[WORK INSTRUCTION]
Look for the word "then" in the data below, and copy every line that holds it.

[SOURCE DATA]
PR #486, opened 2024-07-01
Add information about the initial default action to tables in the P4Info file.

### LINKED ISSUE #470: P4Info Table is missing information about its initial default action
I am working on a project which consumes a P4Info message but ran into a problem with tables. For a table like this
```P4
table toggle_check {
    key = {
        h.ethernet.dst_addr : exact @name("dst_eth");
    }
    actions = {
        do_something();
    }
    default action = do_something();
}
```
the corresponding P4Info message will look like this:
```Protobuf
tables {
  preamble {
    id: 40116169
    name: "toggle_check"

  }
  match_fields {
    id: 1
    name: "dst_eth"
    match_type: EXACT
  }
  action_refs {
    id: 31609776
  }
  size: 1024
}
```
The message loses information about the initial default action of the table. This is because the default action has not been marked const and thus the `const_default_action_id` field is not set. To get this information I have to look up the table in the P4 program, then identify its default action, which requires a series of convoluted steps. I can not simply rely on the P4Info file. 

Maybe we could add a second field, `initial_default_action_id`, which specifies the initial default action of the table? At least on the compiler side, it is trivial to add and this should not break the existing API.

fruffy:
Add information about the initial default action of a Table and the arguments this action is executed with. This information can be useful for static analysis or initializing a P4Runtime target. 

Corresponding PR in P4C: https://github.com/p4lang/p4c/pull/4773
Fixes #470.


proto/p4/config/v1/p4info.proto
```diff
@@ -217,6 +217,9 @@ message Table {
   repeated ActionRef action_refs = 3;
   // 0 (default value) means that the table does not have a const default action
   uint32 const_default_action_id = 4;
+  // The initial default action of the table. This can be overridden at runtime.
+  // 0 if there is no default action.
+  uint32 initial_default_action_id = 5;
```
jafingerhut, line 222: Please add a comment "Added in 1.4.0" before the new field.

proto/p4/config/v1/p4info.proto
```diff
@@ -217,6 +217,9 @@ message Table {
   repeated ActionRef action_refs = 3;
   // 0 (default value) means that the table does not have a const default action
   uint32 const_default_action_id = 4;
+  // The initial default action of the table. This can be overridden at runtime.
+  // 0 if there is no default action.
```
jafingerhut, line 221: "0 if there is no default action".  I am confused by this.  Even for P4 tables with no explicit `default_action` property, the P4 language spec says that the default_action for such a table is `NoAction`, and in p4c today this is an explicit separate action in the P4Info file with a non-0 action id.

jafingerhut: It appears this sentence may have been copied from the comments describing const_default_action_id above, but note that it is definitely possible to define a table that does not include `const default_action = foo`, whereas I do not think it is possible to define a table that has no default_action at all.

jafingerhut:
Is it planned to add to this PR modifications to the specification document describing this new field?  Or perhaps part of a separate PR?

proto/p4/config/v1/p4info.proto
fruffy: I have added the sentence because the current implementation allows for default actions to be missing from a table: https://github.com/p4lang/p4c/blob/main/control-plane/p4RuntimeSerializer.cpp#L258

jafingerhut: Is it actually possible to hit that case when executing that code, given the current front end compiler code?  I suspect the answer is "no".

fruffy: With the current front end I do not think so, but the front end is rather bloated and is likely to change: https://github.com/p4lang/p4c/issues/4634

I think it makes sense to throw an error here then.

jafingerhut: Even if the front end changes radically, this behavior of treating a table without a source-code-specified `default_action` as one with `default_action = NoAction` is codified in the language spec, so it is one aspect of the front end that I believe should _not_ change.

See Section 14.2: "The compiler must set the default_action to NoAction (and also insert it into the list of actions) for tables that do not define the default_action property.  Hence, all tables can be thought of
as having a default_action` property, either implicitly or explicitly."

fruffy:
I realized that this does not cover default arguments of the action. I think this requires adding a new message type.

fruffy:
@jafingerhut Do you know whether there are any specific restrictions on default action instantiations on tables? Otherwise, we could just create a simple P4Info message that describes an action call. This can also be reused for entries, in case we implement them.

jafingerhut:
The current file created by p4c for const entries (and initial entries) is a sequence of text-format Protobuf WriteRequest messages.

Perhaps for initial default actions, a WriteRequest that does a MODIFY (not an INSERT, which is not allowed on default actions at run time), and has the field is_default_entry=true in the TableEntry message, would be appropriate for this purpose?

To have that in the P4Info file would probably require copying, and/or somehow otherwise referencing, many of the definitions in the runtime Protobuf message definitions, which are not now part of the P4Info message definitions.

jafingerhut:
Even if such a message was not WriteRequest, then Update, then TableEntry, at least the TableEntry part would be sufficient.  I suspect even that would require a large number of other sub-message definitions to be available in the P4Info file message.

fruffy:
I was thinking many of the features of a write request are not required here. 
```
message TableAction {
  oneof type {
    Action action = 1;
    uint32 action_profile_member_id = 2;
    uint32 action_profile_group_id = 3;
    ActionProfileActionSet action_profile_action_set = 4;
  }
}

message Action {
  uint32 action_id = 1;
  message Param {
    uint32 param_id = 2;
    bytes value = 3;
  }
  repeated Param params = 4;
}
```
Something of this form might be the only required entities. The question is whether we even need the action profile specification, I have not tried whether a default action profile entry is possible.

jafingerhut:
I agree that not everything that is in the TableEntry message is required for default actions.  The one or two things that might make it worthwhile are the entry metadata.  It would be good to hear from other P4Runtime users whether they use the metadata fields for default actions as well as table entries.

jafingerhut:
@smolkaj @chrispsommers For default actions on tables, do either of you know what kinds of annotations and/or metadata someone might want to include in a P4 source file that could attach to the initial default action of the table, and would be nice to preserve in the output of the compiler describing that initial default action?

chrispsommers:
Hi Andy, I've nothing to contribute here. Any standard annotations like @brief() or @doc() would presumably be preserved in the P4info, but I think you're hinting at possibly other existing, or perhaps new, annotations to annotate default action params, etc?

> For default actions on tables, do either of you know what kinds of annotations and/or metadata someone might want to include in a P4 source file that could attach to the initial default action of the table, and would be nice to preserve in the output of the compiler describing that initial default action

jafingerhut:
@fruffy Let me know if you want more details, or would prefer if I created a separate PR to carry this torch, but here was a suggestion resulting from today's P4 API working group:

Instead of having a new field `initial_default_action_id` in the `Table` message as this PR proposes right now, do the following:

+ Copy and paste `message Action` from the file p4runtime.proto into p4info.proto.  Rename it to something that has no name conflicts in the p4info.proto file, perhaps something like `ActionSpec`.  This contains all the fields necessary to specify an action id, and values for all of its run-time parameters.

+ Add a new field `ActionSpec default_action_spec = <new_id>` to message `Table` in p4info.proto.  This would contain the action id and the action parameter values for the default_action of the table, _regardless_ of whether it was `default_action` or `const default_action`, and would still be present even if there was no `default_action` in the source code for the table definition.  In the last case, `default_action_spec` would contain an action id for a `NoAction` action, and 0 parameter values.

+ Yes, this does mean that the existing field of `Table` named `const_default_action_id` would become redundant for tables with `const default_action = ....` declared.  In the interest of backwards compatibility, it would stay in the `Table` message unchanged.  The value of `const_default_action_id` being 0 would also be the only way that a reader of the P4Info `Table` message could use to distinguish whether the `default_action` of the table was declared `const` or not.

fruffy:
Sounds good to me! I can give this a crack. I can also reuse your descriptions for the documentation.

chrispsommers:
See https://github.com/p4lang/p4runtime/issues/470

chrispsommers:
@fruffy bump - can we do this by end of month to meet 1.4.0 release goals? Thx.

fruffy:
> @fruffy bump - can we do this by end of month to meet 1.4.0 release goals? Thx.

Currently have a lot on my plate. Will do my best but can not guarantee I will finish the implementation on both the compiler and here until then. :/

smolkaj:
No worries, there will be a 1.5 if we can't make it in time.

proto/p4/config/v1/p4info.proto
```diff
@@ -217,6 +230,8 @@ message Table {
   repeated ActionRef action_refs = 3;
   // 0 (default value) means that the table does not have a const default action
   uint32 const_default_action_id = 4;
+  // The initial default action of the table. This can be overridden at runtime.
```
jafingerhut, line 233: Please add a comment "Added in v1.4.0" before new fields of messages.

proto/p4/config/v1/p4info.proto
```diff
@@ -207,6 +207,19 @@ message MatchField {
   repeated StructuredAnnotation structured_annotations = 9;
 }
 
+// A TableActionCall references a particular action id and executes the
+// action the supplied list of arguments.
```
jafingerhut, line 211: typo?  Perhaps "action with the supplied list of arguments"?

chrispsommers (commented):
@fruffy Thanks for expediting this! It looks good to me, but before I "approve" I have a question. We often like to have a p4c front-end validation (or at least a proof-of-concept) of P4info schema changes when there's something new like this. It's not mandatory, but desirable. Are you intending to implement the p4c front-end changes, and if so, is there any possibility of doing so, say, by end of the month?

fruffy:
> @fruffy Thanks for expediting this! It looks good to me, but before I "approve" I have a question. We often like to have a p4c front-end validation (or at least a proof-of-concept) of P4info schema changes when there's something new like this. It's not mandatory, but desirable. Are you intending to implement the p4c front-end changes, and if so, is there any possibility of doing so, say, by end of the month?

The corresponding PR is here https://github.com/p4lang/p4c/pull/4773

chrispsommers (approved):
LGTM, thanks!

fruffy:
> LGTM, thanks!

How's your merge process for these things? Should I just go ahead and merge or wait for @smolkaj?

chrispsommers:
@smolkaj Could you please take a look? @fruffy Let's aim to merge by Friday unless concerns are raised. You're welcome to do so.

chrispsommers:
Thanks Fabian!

[REPLY]
The message loses information about the initial default action of the table. This is because the default action has not been marked const and thus the `const_default_action_id` field is not set. To get this information I have to look up the table in the P4 program, then identify its default action, which requires a series of convoluted steps. I can not simply rely on the P4Info file. 
I think it makes sense to throw an error here then.
Even if such a message was not WriteRequest, then Update, then TableEntry, at least the TableEntry part would be sufficient.  I suspect even that would require a large number of other sub-message definitions to be available in the P4Info file message.
Currently have a lot on my plate. Will do my best but can not guarantee I will finish the implementation on both the compiler and here until then. :/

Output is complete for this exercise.